William stopped the car and turned to her. His face was serious.

“Kate, you’ve got to drop this thing. As far as you’re concerned, it’s over, and I don’t want you ever to go near that office again. You’ve finished with your old women’s shopping and your poodle-minding. If you need a job I’ll find you one. Or you could marry me. But you’re not going back to that place any more.”

Kate’s chin went up.

“Or I could take a Green Line bus,” she reflected. “That would actually drop me nearer to the cottage.”

“Kate, look here! You’ve already had two peculiar accidents through inquisitiveness, and I don’t like it. If there’s anything wrong it’s nothing to do with us. So let’s drop it and carry on as we were.”

Kate’s forced calmness deserted her.

“How can anything ever be the same again?” she flared. “Every time I see a little girl in a white dress I’ll think of Francesca and how I let her down. All my life this will go on, and it’s no use your saying: ‘Nonsense, you’ll forget!’ because I won’t. I’ve got to find her, William. She may be ill. She may be dead. At the very least she may be unhappy and bewildered and frightened. If ever I’m to have peace of mind again I’ve got to find her.”

William looked at her for a long time.

“And so you propose looking for her in the depths of Sussex.”

“Not for her. For a clue.”

William shrugged fatalistically, and started the engine.

“All right, which road do we take?”

“The Kingston by-pass. Darling, you are sweet.”

“Save your honeyed words for Miss Squires.”

Kate snuggled against him. “What’s your editorial on?”

“The state of the roads.”

“How perfectly splendid. You can get some local colour this afternoon. So it needn’t be entirely wasted for you, after all.”

“My dearest angel,” said William, with detached vehemence, “in a very short time I am going to take to beating you.”

Beneath her facetiousness, Kate was very glad that William had come. This was her first day out since her accident, and she was ridiculously nervous. She didn’t think she could have gone anywhere alone, without all the time looking over her shoulder to see whether the Chinese-faced man had suddenly appeared, like a rabbit out of a magician’s hat. If she had travelled on a bus she would have seen him two seats behind her, or he would have been the ticket collector, and as for a train, it was inevitable that he would have been strolling up and down the corridor, never looking at her directly, but always conscious of her.

But he would not be likely to follow William, who was a fast driver, into the heart of Sussex. She relaxed, almost contentedly, and thought of the long talk she would have with Miss Squires in the privacy of her country cottage. With no eavesdropper, Miss Squires would tell her all she knew. For what point now was there in concealing anything?

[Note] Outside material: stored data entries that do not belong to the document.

PR #1123, opened 2015-02-21
moved error formatting to separate observer

manishtomar:
And also logging `exception_type` which is the name of the exception class in `Failure`. 

This will help in implementing #1116

### DIFF
--- a/otter/log/formatters.py
+++ b/otter/log/formatters.py
@@ -281,11 +281,6 @@ def ObserverWrapper(observer, hostname, seconds=None):
             "otter_facility": eventDict.get("system", "otter"),
         }
 
-        if "file" in eventDict:
-            log_params["file"] = eventDict["file"]
-        if "line" in eventDict:
-            log_params["line"] = eventDict["line"]
-
         for key, value in eventDict.iteritems():
             if key not in PRIMITIVE_FIELDS:
                 log_params[key] = value
--- a/otter/log/formatters.py
+++ b/otter/log/formatters.py
@@ -248,7 +248,7 @@ def ErrorFormattingWrapper(observer):
             "message": event.get("message", (message, )),
             "level": event.get("level", level)
         })
-        event.pop('isError', None)
+        [event.pop(k, None) for k in ERROR_FIELDS]
 
         observer(event)
 
--- a/otter/log/formatters.py
+++ b/otter/log/formatters.py
@@ -42,7 +42,10 @@ def JSONObserverWrapper(observer, **kwargs):
     :rtype: :class:`ILogObserver`
     """
     def JSONObserver(eventDict):
-        observer({'message': (json.dumps(eventDict, cls=LoggingEncoder, **kwargs),)})
+        if 'message' in eventDict:
+            eventDict['message'] = ''.join(eventDict['message'])
+        observer({'message': (json.dumps(eventDict,
+                                         cls=LoggingEncoder, **kwargs),)})
 
     return JSONObserver
 
@@ -123,8 +126,9 @@ def PEP3101FormattingWrapper(observer):
     return PEP3101FormattingObserver
 
 
-IGNORE_FIELDS = set(["message", "time", "isError", "system", "id", "failure",
-                     "why", "audit_log"])
+ERROR_FIELDS = {"isError", "failure", "why"}
+
+PRIMITIVE_FIELDS = {"time", "system", "id", "audit_log"}
 
 AUDIT_LOG_FIELDS = {
     "audit_log": bool,
@@ -215,6 +219,42 @@ def audit_log_formatter(eventDict, timestamp, hostname):
     return audit_log_params
 
 
+def ErrorFormattingWrapper(observer):
+    """
+    Return log observer that will format error if any and delegate it to
+    given `observer`
+    """
+
+    def error_formatting_observer(event):
+
+        message = ""
+
+        if event.get("isError", False):
+            level = 3
+
+            if 'failure' in event:
+                excp = event['failure'].value
+                message = repr(excp)
+                event['traceback'] = event['failure'].getTraceback()
+                event['exception_type'] = excp.__class__.__name__
+
+            if 'why' in event and event['why']:
+                message = '{0}: {1}'.format(event['why'], message)
+
+        else:
+            level = 6
+
+        event.update({
+            "message": event.get("message", (message, )),
+            "level": event.get("level", level)
+        })
+        event.pop('isError', None)
+
+        observer(event)
+
+    return error_formatting_observer
+
+
 def ObserverWrapper(observer, hostname, seconds=None):
     """
     Create a log observer that will format messages and delegate to
@@ -232,7 +272,6 @@ def ObserverWrapper(observer, hostname, seconds=None):
         seconds = time.time
 
     def Observer(eventDict):
-        message = None
 
         log_params = {
             "@version": 1,
@@ -242,35 +281,14 @@ def ObserverWrapper(observer, hostname, seconds=None):
             "otter_facility": eventDict.get("system", "otter"),
         }
 
-        if eventDict.get("isError", False):
-            level = 3
-
-            if 'failure' in eventDict:
-                message = repr(eventDict['failure'].value)
-                log_params['traceback'] = eventDict['failure'].getTraceback()
-
-            if 'why' in eventDict and eventDict['why']:
-                message = '{0}: {1}'.format(eventDict['why'], message)
-
-        else:
-            level = 6
-
-        if not message:
-            message = eventDict["message"][0] if eventDict["message"] else ""
-
-        log_params.update({
-            "message": message,
-            "level": eventDict.get("level", level),
-        })
-
         if "file" in eventDict:
             log_params["file"] = eventDict["file"]
         if "line" in eventDict:
             log_params["line"] = eventDict["line"]
 
         for key, value in eventDict.iteritems():
-            if key not in IGNORE_FIELDS:
-                log_params["%s" % (key, )] = value
+            if key not in PRIMITIVE_FIELDS:
+                log_params[key] = value
 
         # emit an audit log entry also, if it's an audit log
         if 'audit_log' in eventDict:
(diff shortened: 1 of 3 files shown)


otter/log/formatters.py
```diff
@@ -215,6 +219,42 @@ def audit_log_formatter(eventDict, timestamp, hostname):
...
+                message = '{0}: {1}'.format(event['why'], message)
+
+        else:
+            level = 6
+
+        event.update({
+            "message": event.get("message", (message, )),
+            "level": event.get("level", level)
+        })
+        event.pop('isError', None)
```
cyli: Do we want to remove all the `ERROR_FIELDS`?  Since the useful failure information is being translated here, for instance, `failure` may no longer be necessary.

otter/log/formatters.py
```diff
@@ -215,6 +219,42 @@ def audit_log_formatter(eventDict, timestamp, hostname):
...
+                event['exception_type'] = excp.__class__.__name__
+
+            if 'why' in event and event['why']:
+                message = '{0}: {1}'.format(event['why'], message)
+
+        else:
+            level = 6
+
+        event.update({
+            "message": event.get("message", (message, )),
```
cyli: The previous behavior seemed to be that the newly constructed error message always overrode the eventdict message - this seems like the eventdict's message would take precedence.

I'm not sure if maybe this just never happens - I guess we don't have tests for it.

otter/log/formatters.py
```diff
@@ -242,35 +281,14 @@ def Observer(eventDict):
...
-
-        if not message:
-            message = eventDict["message"][0] if eventDict["message"] else ""
-
-        log_params.update({
-            "message": message,
-            "level": eventDict.get("level", level),
-        })
-
         if "file" in eventDict:
```
cyli: I know this PR hasn't changed this part, but I wonder if these lines are necessary - it seems like the for loop below would handle it?

otter/log/formatters.py
manishtomar: Ah yes we should remove all `ERROR_FIELDS`. I originally created `ERROR_FIELDS` for spec based PR but didn't realize it can be used here. Thank you!

otter/log/formatters.py
manishtomar: From [twisted log](https://github.com/twisted/twisted/blob/trunk/twisted/python/log.py#L123) it looks like it happens if `log.err("string")` is called which (I think) is the reason I did it.

otter/log/formatters.py
manishtomar: Oh yeah. Didn't realize. Thanks for catching this.

otter/log/formatters.py
cyli: Oh ok.  I'm not sure how to handle that.  :|  But it seems like otherwise the message gets emptied out:

Current traceback messages look like:  

```
2015-02-21_01:29:39.60887 {
2015-02-21_01:29:39.60888   "@timestamp": "2015-02-21T01:29:39.608487", 
2015-02-21_01:29:39.60889   "@version": 1, 
2015-02-21_01:29:39.60889   "host": "vm", 
2015-02-21_01:29:39.60889   "level": 3, 
2015-02-21_01:29:39.60890   "message": "Error when performing convergence: TypeError(\"'NoneType' object has no attribute '__getitem__'\",)", 
2015-02-21_01:29:39.60891   "otter_facility": "otter.rest.groups.delete_scaling_group", 
2015-02-21_01:29:39.60891   "otter_msg_type": "convergence-perform-error", 
2015-02-21_01:29:39.60891   "scaling_group_id": "7ec2111c-2145-46e8-a307-1fbaae429ddd", 
2015-02-21_01:29:39.60892   "tenant_id": "000000", 
2015-02-21_01:29:39.60892   "traceback": <snip>, 
2015-02-21_01:29:39.60897   "transaction_id": "bb4e8db6-f9d4-40d4-b988-5aa8510e0427"
2015-02-21_01:29:39.60897 }
```

And on this branch it looks like:

```
2015-02-21_01:22:40.17532 {
2015-02-21_01:22:40.17533   "@timestamp": "2015-02-21T01:22:40.175153", 
2015-02-21_01:22:40.17533   "@version": 1, 
2015-02-21_01:22:40.17533   "exception_type": "TypeError", 
2015-02-21_01:22:40.17534   "failure": "[Failure instance: <snip>\n]", 
2015-02-21_01:22:40.17534   "host": "vm", 
2015-02-21_01:22:40.17534   "level": 3, 
2015-02-21_01:22:40.17535   "message": "", 
2015-02-21_01:22:40.17535   "otter_facility": "otter.rest.groups.delete_scaling_group", 
2015-02-21_01:22:40.17535   "otter_msg_type": "convergence-perform-error", 
2015-02-21_01:22:40.17536   "scaling_group_id": "95d9a071-f989-4a71-889e-1e3f74ac9878", 
2015-02-21_01:22:40.17537   "tenant_id": "000000", 
2015-02-21_01:22:40.17537   "traceback": <snip>, 
2015-02-21_01:22:40.17538   "transaction_id": "5f7bfc8e-c8a2-4e01-98a4-2d69008288b7", 
2015-02-21_01:22:40.17539   "why": "Error when performing convergence"
2015-02-21_01:22:40.17539 }

Comment (manishtomar) [inline otter/log/formatters.py]: Oh ok. Thanks a lot for checking! Will change it. But would like to know why it happened.

**Comment by manishtomar** [comment]
@cyli Fixed it. It now looks like this:
```
{
  "@timestamp": "2015-02-23T04:41:34.856264",
  "@version": 1,
  "code": 500,
  "exception_type": "ConnectionRefusedError",
  "host": "vm",
  "level": 3,
  "message": "Request failed: Unhandled Error: ConnectionRefusedError('Connection refused',)",
  "otter_facility": "otter.rest.groups.list_all_scaling_groups",
  "request_status": "failed",
  "tenant_id": "394834",
  "traceback": "Traceback (most recent call last):\nFailure: twisted.internet.error.ConnectionRefusedError: Connection was
 refused by other side: 111: Connection refused.\n",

At first it didn’t seem as if anyone were home. The cottage stood behind a high yew hedge which, when Kate had passed through the gate, concealed the car. She had refused to allow William to come with her, fearing that in front of him Miss Squires might refuse to talk. But now, as she stood on the doorstep, she was tempted to call to him. It was growing dark, and the trees and bushes rustled with the country wind. Also, it was strange that although no lights showed Kate had the uncanny, prickly feeling that someone was peeping at her through the blank windows.

She rang the bell again, then rapped.

At last a sound, oddly cautious, came from within. It was almost as if Miss Squires were tiptoeing to the door. Goodness, if she were as nervous as that she shouldn’t live alone in the country.

The door opened a little, then wider, as Miss Squires realized who her caller was.

“Kate!” she exclaimed.

“Hullo, can I come in? I want to talk to you.”

Miss Squires backed a step away down the dark hall. Oddly, even now, she had not put a light on. Kate realized that she was hugging her black-and-white cat, Tom, who struggled in her arms.